Records contained in a dataset:
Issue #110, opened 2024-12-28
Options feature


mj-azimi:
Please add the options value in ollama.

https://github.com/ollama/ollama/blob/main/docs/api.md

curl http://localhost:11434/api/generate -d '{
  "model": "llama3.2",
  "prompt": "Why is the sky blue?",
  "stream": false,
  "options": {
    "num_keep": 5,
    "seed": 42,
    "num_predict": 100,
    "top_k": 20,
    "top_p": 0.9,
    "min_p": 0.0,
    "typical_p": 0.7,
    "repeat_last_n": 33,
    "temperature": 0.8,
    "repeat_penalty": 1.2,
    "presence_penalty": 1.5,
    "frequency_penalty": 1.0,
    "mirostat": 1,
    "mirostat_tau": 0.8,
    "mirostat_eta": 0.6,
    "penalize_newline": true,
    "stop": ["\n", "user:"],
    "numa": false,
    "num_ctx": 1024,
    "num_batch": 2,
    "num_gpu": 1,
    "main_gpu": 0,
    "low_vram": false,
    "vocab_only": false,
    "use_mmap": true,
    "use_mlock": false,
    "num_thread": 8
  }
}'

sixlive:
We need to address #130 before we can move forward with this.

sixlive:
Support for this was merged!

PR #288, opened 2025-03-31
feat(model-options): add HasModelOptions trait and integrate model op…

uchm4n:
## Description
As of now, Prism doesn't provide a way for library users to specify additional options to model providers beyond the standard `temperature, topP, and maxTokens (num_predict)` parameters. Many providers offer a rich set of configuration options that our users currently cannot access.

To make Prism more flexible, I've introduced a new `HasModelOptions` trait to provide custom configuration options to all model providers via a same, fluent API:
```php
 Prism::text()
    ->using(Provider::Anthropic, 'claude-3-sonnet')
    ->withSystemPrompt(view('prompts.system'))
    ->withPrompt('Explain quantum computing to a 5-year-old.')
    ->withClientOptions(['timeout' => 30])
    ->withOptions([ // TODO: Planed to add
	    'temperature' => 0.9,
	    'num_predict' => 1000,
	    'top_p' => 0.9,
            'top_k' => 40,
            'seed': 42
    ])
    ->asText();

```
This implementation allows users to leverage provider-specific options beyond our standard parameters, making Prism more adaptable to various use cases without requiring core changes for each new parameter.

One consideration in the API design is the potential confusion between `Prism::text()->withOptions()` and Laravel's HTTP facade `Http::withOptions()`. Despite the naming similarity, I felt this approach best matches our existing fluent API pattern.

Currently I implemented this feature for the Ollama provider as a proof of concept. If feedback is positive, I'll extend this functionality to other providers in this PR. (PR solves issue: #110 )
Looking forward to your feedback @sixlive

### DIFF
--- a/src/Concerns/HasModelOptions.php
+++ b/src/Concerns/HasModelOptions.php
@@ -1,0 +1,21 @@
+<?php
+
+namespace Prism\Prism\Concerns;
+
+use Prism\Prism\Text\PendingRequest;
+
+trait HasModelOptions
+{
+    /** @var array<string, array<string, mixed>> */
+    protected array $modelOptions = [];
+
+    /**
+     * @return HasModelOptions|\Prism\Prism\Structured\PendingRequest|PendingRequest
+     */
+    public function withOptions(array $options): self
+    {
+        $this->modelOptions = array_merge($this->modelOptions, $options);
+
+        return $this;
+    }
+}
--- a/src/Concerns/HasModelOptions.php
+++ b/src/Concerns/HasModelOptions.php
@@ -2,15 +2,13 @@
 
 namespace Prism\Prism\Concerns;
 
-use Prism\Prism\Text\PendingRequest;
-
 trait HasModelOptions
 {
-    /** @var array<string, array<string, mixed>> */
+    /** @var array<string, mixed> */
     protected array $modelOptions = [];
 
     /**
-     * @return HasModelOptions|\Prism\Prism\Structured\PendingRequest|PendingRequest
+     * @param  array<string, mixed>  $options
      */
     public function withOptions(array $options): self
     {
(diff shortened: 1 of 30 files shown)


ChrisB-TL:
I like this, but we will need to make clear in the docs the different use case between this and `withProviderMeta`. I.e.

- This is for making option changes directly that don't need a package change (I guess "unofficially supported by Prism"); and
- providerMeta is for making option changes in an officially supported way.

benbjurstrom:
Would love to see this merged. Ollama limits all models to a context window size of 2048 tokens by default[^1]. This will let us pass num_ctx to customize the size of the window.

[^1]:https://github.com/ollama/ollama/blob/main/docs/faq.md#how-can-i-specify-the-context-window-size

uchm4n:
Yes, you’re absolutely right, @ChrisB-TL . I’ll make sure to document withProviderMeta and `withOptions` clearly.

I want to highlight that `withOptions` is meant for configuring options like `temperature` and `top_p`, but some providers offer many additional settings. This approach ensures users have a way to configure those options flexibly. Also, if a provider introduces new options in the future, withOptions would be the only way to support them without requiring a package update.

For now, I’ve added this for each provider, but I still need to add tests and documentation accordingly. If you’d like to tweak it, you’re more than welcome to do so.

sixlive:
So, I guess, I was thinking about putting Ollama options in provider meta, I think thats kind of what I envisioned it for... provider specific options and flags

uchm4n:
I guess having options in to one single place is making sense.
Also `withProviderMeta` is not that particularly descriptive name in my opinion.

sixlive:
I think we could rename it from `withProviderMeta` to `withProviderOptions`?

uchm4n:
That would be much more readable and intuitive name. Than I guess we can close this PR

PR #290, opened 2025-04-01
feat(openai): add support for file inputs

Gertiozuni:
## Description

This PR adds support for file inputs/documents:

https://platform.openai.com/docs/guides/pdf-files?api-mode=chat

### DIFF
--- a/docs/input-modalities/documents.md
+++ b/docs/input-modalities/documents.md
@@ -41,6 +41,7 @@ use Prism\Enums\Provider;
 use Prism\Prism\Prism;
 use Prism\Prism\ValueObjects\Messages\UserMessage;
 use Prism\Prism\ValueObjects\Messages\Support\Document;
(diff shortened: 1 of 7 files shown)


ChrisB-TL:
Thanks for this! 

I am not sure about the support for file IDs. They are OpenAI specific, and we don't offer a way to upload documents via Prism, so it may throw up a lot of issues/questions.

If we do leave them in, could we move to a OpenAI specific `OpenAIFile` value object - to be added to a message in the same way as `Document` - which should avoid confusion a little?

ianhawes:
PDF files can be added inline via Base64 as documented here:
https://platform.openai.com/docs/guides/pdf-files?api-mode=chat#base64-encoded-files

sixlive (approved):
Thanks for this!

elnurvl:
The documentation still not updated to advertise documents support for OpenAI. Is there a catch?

*Task details*: Please return every line in the data that includes the string "ValueObjects".

*Solution to this exercise*:
 use Prism\Prism\ValueObjects\Messages\UserMessage;
 use Prism\Prism\ValueObjects\Messages\Support\Document;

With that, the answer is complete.